With this consideration, according to the above analyses the Random Forest model is the best for heart disease classification with these variables.

Part 4 - DEPLOY

Assuming this model is approved by designated teams for production, doctors or relevant staff will want to use it to help determine whether their patients have heart disease.

To provide this functionality I will:

  • save the random forest model to a joblib file
  • deploy it to a Flask web interface where staff can input data with the same structure as is provided here
  • the interface will then output the likelihood that the patient has heart disease
joblib.dump(random_forest_clf, "heart_disease_model.joblib")

The deployed random forest model can be found and used at the following site:

Heart Disease Prediction Website

The above site was developed using Flask, and the associated files are found at the github repository below:

Deployment Repo Link

The work associated with this project can also be found at the github repository below:

Project Repo Link

Part 5 - POTENTIAL FUTURE WORK

In the future, it would be interesting to conduct more analysis to build on the current model and explore heart disease attributes more.

For example, the random forest model permutation importance analysis showed that there were several features that were more prominent than others including age, cholestoral, blood pressure and max heart rate. Honing in on these variables to create new measures/variables. Similarly, groups could study how these variables lead to increased heart disease risk and further help doctors diagnose and prevent heart disease in the future.

It would also be interesting to see longer-term data used in analysis. The dataset provided here had test results at a single point in time, but seeing whether there are additional patterns that map to heart disease risk could be helpful. As companies continue to develop wearable devices that can measure variables like heart rate and blood pressure regularly, developing a way to use wearable device data to help in diagnoses/conduct long term tests could be another way to detect diseases and help patients.

Part 6 - CONCLUSION

Heart disease is the leading cause of death in the Unites States according to the CDC, killing roughly 660,000 - 700,00 people in the US and approximately 18 million people worldwide annually.

In this analysis, I took a set of patient data with the goal of using it to predict a patient’s risk for having heart disease so that they can be treated and have better quality of life overall.

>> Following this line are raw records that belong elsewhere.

PR #3875, opened 2026-06-25
fix: ignore failed location fallback for dollar restrictions

openoms:
## Summary

Fixes a false-positive self-custodial Dollar account restriction when primary country detection falls back to `SV`.

`useDeviceLocation` can return `SV` with `detectionFailed=true` when phone/IP country detection fails. If Remote Config blocks `SV` for `selfCustodialDollarBalanceBlockedCountries`, the app could treat that fallback as a real blocked country and persist `stableTokenRestricted`, making the Dollar account remain unavailable even after switching regions.

This change ignores failed primary country fallbacks for Dollar balance restriction decisions, while still allowing the secondary IP lookup to persist the restriction when the real IP country is blocked.

## Changes

- Treat `detectionFailed=true` primary country values as non-blocking.
- Keep secondary IP lookup active for phone-source detection failures.
- Allow `stableTokenRestricted` persistence from a blocked IP result.
- Keep existing persisted restriction flags honored.
- Add regression coverage for:
  - failed `SV` fallback not blocking by itself
  - existing persisted stable-token restriction still blocking
  - failed phone fallback with blocked IP country still persisting the restriction

## Testing

- `direnv exec . yarn prettier --check app/hooks/use-dollar-balance-restricted.ts __tests__/hooks/use-dollar-balance-restricted.spec.ts`
- `direnv exec . yarn tsc:check`
- `direnv exec . ./node_modules/.bin/eslint app/hooks/use-dollar-balance-restricted.ts __tests__/hooks/use-dollar-balance-restricted.spec.ts --ext .js,.ts,.tsx`
- `direnv exec . yarn test __tests__/hooks/use-dollar-balance-restricted.spec.ts --runInBand`
- `direnv exec . yarn check:translations`
- `direnv exec . yarn check:codegen`
- `direnv exec . yarn graphql-check`
- `direnv exec . bash -lc 'git ls-files -z "*.js" "*.ts" "*.tsx" | xargs -0 ./node_modules/.bin/eslint'`

Results:
- Focused Jest passed: 22 tests.
- Prettier, TypeScript, focused ESLint, translations, codegen, and GraphQL checks passed.
- Tracked-file ESLint completed with 0 errors and existing warnings only.

### DIFF
--- a/__tests__/hooks/use-dollar-balance-restricted.spec.ts
+++ b/__tests__/hooks/use-dollar-balance-restricted.spec.ts
@@ -213,6 +213,22 @@ describe("useDollarBalanceRestrictionSync", () => {
       expect(mockUpdateState).toHaveBeenCalledTimes(1)
     })
 
+    it("persists the stable-token flag when phone fallback fails but IP is blocked", () => {
+      mockUseDeviceLocation.mockReturnValue({
+        countryCode: "SV",
+        source: "phone",
+        detectionFailed: true,
+      })
+      mockUseIpCountryCode.mockReturnValue("FR")
+
+      renderHook(() => useDollarBalanceRestrictionSync())
+
+      expect(mockUseIpCountryCode).toHaveBeenCalledWith(true)
+      expect(mockUpdateState).toHaveBeenCalledTimes(1)
+      const updater = mockUpdateState.mock.calls[0][0]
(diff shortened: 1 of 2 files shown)


grimen:
We do not want to skip country detection since compliance is key - instead more solid IP geolocation lookup fallbacks addressed in https://github.com/blinkbitcoin/blink-mobile/pull/3877.

PR #3880, opened 2026-06-25
feat(restrictions): add remote switch to disable cached account restrictions


esaugomez31:
## What

Adds a single Firebase Remote Config switch, `dollarRestrictionCacheEnabled` (default `true`), that turns off the caching/persistence of all account restrictions: Dollar Balance and Transfer block, for both custodial (Stablesats) and self-custodial (Stable Token).

## Why

When the IP geolocation lookup is rate-limited, device detection falls back to `SV`. If `SV` happens to be in a blocked list, the restriction gets computed, **persisted**, and then sticks even after detection recovers, leaving the user wrongly restricted with no way out from the client.

This is a remote kill-switch: flipping it to `false` makes the app ignore the persisted restriction so a falsely-stuck user is released, without shipping a new build.

## How

Both restriction reads gate the persisted flag behind the switch, and both sync hooks stop writing when it is off:

- read: `(dollarRestrictionCacheEnabled && isPersisted) || isBlockedCountry(country, blockedCountries)`
- sync: only persists (and only consults IP) when the switch is on.

Live country detection is **not** touched: a user genuinely in a blocked country stays restricted regardless of the switch. The flag only governs the cached/persisted part.

## Scope

Covers every cached restriction, all read through the gated hooks (no direct reads of the persisted flags):

| Restriction | Custodial | Self-custodial |
|---|---|---|
| Dollar Balance | `stablesatsRestrictedCustodial` | `stableTokenRestricted` |
| Transfer block | `stablesatsTransferBlocked` | `stableTokenTransferBlocked` |

The Transfer button visibility and the Dollar Balance gating both flow through these hooks, so both respond to the switch. Creation/region blocks are live-only (no persistence), so they are intentionally out of scope.

## Notes

- Default `true` preserves current behavior exactly: with the flag on the logic reduces to the previous code, so existing users see no change until the switch is flipped remotely.
- The `dollarRestrictionCacheEnabled` key must be created in Firebase Remote Config (boolean). Until it exists, it falls back to the `true` default.

## Tests

Added cache-disabled coverage for both hooks (read and sync) and updated the existing specs. Full suite green.

### DIFF
--- a/__tests__/hooks/use-dollar-balance-restricted.spec.ts
+++ b/__tests__/hooks/use-dollar-balance-restricted.spec.ts
@@ -49,6 +49,7 @@ const baseState: PersistentState = {
 const remoteConfig = {
   custodialDollarBalanceBlockedCountries: ["HK"],
   selfCustodialDollarBalanceBlockedCountries: ["FR"],
+  dollarRestrictionCacheEnabled: true,
 }
 
 const setup = (accountType: AccountType): void => {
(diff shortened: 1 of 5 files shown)


esaugomez31:
* **#3880** <a href="https://app.graphite.com/github/pr/blinkbitcoin/blink-mobile/3880?utm_source=stack-comment-icon" target="_blank">Graphite</a> 👈 <a href="https://app.graphite.com/github/pr/blinkbitcoin/blink-mobile/3880?utm_source=stack-comment-view-in-graphite" target="_blank">(View in Graphite)</a>
* `main`


<h2></h2>

grimen (approved):
LGTM - per DMs earlier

To do this, I first analyzed whether the provided data was clean. Luckily, the original data uploader ensured that this data was of high fidelity.

Next, I created a function to fit a given model to provided data and output performance metrics. After splitting the data into test/train sets, I ran three different models on the test/train data to see which performed best.

In the end, the random forest model performed best with accuracy of 96.6% and F1 score of 96.8%. Though not perfect this model catches many cases of heart disease, which in turn can lead to patients getting proper treatment and support.